El trigo transgénico, un debate abierto

La Argentina produjo el primer trigo transgénico del mundo. Y si bien algunos países aprobaron su comercialización, la semilla traería más perjuicios que beneficios. En algunos campos de Córdoba se utilizó en forma experimental a través de programas de identidad reservada.

Por Roy Rodríguez

En octubre de 2020 Argentina aprobó la comercialización del primer trigo transgénico en el mundo. Nacido de la investigación de la Universidad del Litoral, el Conicet y Bioceres, la nueva variedad genéticamente modificada, promete una mayor resistencia a la sequía. Entidades ambientalistas, parte de la cadena de comercialización y científicos la cuestionan puesto que, según diferentes visiones, pondría en riesgo la producción de trigo tradicional y afectaría la salud y el medioambiente. En ese contexto, un juzgado de Mar del Plata ordenó la suspensión de su liberación en toda la provincia de Buenos Aires.
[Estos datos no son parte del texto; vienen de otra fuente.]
PR #998, opened 2026-07-30
fix(cloudflare/workers): skip Container env bindings during Vite build

### LINKED ISSUE #997: Vite build treats Cloudflare.Container env bindings as Effects and breaks deploy
## Summary

Deploying a `Cloudflare.Website.Vite` (or Vite Worker) that binds `Cloudflare.Container` values in `env` fails during Vite build: Container declarations are Effect-shaped, so `WorkerProvider`’s env walk resolves them with `Effect.isEffect` as if they were inlined env services. Those services only exist while deploying the Worker.

## Environment

- `alchemy@2.0.0-beta.65` (pkg.ing pin)
- `Cloudflare.Website.Vite` with Container bindings on `env` (e.g. `DOCUMENT_NORMALIZATION_CONTAINER: Cloudflare.Container(...)`)

## Reproduction

```ts
const MyContainer = Cloudflare.Container("MyContainer", {
  className: "MyContainer",
  context: "./container",
});

export class Website extends Cloudflare.Website.Vite<Website>()("Website", {
  main: "src/server.ts",
  env: {
    MY_CONTAINER: MyContainer,
    // ...
  },
}) {}
```

`alchemy deploy` hits the Vite build path that resolves Effect-shaped `env` values and fails trying to run the Container declaration as an env Effect.

## Root cause

In `WorkerProvider` Vite build, env entries use roughly:

```ts
Effect.isEffect(value) ? yield* value : undefined
```

`Cloudflare.Container` carries `~alchemy/Container/ClassName` and is Effect-shaped, so it takes that branch incorrectly. Worker loaders are already special-cased; Containers are not.

## Suggested fix

Skip Container declarations before the `Effect.isEffect` branch (same idea as skipping worker loaders):

```ts
const isContainerDeclaration = (value: unknown) =>
  (typeof value === "function" || typeof value === "object") &&
  value !== null &&
  "~alchemy/Container/ClassName" in value;
```

preening:
## Summary

Deploying a `Cloudflare.Website.Vite` Worker with `Cloudflare.Container` values on `env` fails during Vite build. Container declarations are Effect-shaped, so the env walk resolves them with `Effect.isEffect` as if they were inlined env services. Those services only exist while deploying the Worker.

Worker loaders are already special-cased before `Effect.isEffect`; Containers were not.

## Change

- Export the existing `~alchemy/Container/ClassName` structural check as `isContainerDeclaration`
- Skip Container declarations in Vite build env resolution (same idea as `isWorkerLoader`)

Closes #997.

### DIFF
--- a/packages/alchemy/src/Cloudflare/Workers/WorkerAsyncBindings.ts
+++ b/packages/alchemy/src/Cloudflare/Workers/WorkerAsyncBindings.ts
@@ -61,7 +61,7 @@ export const bindWorkerAsyncBindings = Effect.fn(function* (
       // its ContainerApplication. Handled before the generic Effect
       // resolution below — yielding the Container class would resolve its
       // *started instance* tag, which only exists inside a Durable Object.
-      if (isContainerDecl(bindingEff)) {
+      if (isContainerDeclaration(bindingEff)) {
         yield* bindContainerClass(resource, bindingName, bindingEff);
         continue;
       }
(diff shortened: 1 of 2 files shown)


sam-goodwin:
Oh I think I fixed this without seeing your pr. Reopen otherwise

sam-goodwin:
https://github.com/alchemy-run/alchemy/pull/999

PR #1009, opened 2026-07-30
fix(cloudflare): provide runtime for local D1 migrations

### LINKED ISSUE #1007: Local D1 migrations and imports fail in dev: missing cloudflare-runtime/Runtime
## Summary

With `alchemy@2.0.0-beta.66`, a local D1 database fails during `alchemy dev`
when `migrationsDir` contains a migration. The local provider opens its D1
platform proxy without providing the runtime layer required by
`PlatformProxy.open`.

```text
Service not found: cloudflare-runtime/Runtime
```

La variedad, llamada IND-00412-7, utiliza un gen denominado HB4, perteneciente al girasol, que le permite resistir a las sequías y a las aplicaciones de glufosinato de amonio, un agrotóxico utilizado para eliminar malezas que la Unión Europea decidió “expirar su aprobación” en julio de 2018. Había razones: diversos estudios reconocen el impacto negativo en la salud y el medioambiente.

Mediante la Resolución 41/2020 de la Secretaría de Alimentos, Bioeconomía y Desarrollo Regional autorizó el Instituto de Agrobiotecnología de Rosario (INDEAR), empresa subsidiaria de Bioceres y asociada al Conicet (Consejo Nacional de Investigaciones Científicas y Técnicas), a comercializar el trigo IND-00412-7. Sin embargo, la norma aclaraba que debía abstenerse de hacerlo “hasta tanto obtenga el permiso de importación de la República Federativa de Brasil”.

La precaria autorización, que ponía en otro Estado su propia decisión de permitir la comercialización, le permitió a Bioceres sembrar varios miles de hectáreas de trigo HB4 en diferentes provincias, entre ellas Córdoba, a través de programas de identidad reservada.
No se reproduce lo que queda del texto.